-- WHAT NEEDS TO BE DONE --
When the line containing "Version and shortref" is reached, begin transcribing. Continue exactly through the final line of the listing, and return nothing else.

———

PR #459, opened 2021-06-25
Improved a bunch of format specifiers

Avamander:
I fixed a missing attribute in LVGL and this allowed me to detect and improve a bunch of format specifiers. 

Hopefully LVGL itself will contain the patch soon as well, but that's yet to be seen.


JF002:
Do you mean the format specifiers (%d and %i) were incorrect, or are they not supported by lvgl?

Avamander:
They were incorrect for the data type given.

JF002:
Too bad the compiler does not warn us about these type mismatches... or do we just need to add compiler options to enable those warnings?

Avamander:
> or do we just need to add compiler options to enable those warnings?

That, and the LVGL functions have to have an attribute added to them. For the latter I've made a PR to LVGL.

PR #464, opened 2021-07-03
Dim screen before sleep

Riksu9000:
Dims the screen to lowest brightness two seconds before going to sleep. This gives time for the user to refresh the idle timer by tapping the screen if the watch is about to go to sleep.


hubmartin:
Works fine, thanks.

PR #465, opened 2021-07-03
Condense firmware validation code

Riksu9000:
Version and shortref info were spread out in four different labels. Here I combined them into a single label.


JF002:
Thanks! :+1:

———

-- RESPONSE --
Version and shortref info were spread out in four different labels. Here I combined them into a single label.


JF002:
Thanks! :+1:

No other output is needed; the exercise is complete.